By Denny Wilkins
Once upon time, in the days before the consolidation of news company ownership into the sell-the-assets-off-fast hands of hedge funds, the United States had more than 55,000 journalists toiling in daily print newsrooms.
Today only half of them remain working to inform and defend their readers.
Where’d the other half go? Laid off. Fired. Quit before being laid off or fired.
So what? Right now more journalists are needed. In this Age of Coronavirus, too few journalists are covering the most important story of their lifetimes. In every state, city, town and village, edicts and orders are being issued that curtail individual liberty for the sake of public health. Those mandates need coverage and inspection.

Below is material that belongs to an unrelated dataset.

PR #153, opened 2016-10-07
Automatic stage selection from metric timestamp for bgutil read

rveznaver:
This PR should also save one fallback object creation request for the graphite plugin.

This change is [Reviewable](https://reviewable.io/reviews/criteo/biggraphite/153)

At the federal level, regulations and rules are being relaxed to allow industry and the medical community to fight the spread of the infection.

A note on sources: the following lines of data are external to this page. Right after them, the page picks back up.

Issue #154, opened 2016-10-07
graphite_utils.py: __filter_metric() doesn't work with more than one {}


iksaif:
We should at least be able to support something like a.{b,c}.{d,e}.{f,g}. The current code is limited to a single list of variants.

dpanth3r:
Pull request in progress :-)

iksaif:
Arg... I made a fix in the train but I failed to push it :/ hopefully we
have something similar

dpanth3r:
Well then, review time!

PR #155, opened 2016-10-07
Proper glob post-filtering

dpanth3r:
- Fixes memory driver behaviour
- Cleaned tests up

---
This change is [Reviewable](https://reviewable.io/reviews/criteo/biggraphite/155)

### DIFF
--- a/biggraphite/drivers/memory.py
+++ b/biggraphite/drivers/memory.py
@@ -17,15 +17,13 @@ from __future__ import absolute_import
 from __future__ import print_function
 
 import collections
-import fnmatch
-import re
 import uuid
 
 import sortedcontainers
 
 from biggraphite import accessor as bg_accessor
+from biggraphite import glob_utils as bg_glob
 from biggraphite.drivers import _downsampling
-
 
 OPTIONS = {}
 
@@ -118,13 +116,9 @@ class _MemoryAccessor(bg_accessor.Accessor):
 
     @staticmethod
     def __glob_names(names, glob):
-        dots_count = glob.count(".")
-        glob_re = re.compile(fnmatch.translate(glob))
-
-        return [
-            name for name in names
-            if name.count(".") == dots_count and glob_re.match(name)
-        ]
+        results = bg_glob.glob(names, glob)
+        results.sort()
+        return results
 
     def glob_metric_names(self, glob):
         """See the real Accessor for a description."""
@@ -156,8 +150,8 @@ class _MemoryAccessor(bg_accessor.Accessor):
             # A row is time_base_ms, time_offset_ms, value, count
             row = self.Row(ts * 1000.0, 0, float(points[ts]), 1)
             rows.append(row)
-        query_results = [(True, rows)]
 
+        query_results = [(True, rows)]
         time_start_ms = int(time_start) * 1000
         time_end_ms = int(time_end) * 1000
         return bg_accessor.PointGrouper(
--- a/biggraphite/glob_utils.py
+++ b/biggraphite/glob_utils.py
@@ -1,0 +1,219 @@
+#!/usr/bin/env python
+# Copyright 2016 Criteo
+#
+# Licensed under the Apache License, Version 2.0 (the "License");
+# you may not use this file except in compliance with the License.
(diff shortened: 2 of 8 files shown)


dpanth3r:
Among other things, closes #154

dpanth3r:
For potential reviewer questions: I moved some features from graphite_utils to utils because it kind of made sense to me, AND it allowed to use the glob helpers from the memory driver (graphite_utils used to include utils, which would create an import cycle).

iksaif:
So, that was my version of the same thing: https://github.com/iksaif/biggraphite/commit/8028bd9677ff30478e7f534681d2c888e0efaf46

But journalists are needed to keep track of those suspended regulations. When this public health crisis ends, and the rules and regulations remain suspended, then who will shout “Hey! Why are these regulations still suspended?”
That’s called holding government accountable – and that is a principal reason the First Amendment exists.
Journalists share a particular trait with medical professionals – especially emergency room nurses and doctors — police officers, members of the military, pilots in crisis, and others.
There has to be a category of professionals consisting of those who keep their heads when everyone else is losing theirs. Journalists are in that category.
I’m a journalism professor. Keep your cool: That’s the message I try to instill in my students. Be prepared for chaos. Your readers need it, and you have to be able to provide.
The nation needs many more journalists – just as right now it needs more doctors, nurses, ventilators, hospital beds, and people willing and needed to work in essential occupations. But all those are in short supply, and that’s a tragedy of our time.
Dr. Denny Wilkins worked as a reporter and editor at a rural New England newspaper for two decades. He has taught journalism at St. Bonaventure University for nearly a quarter of a century.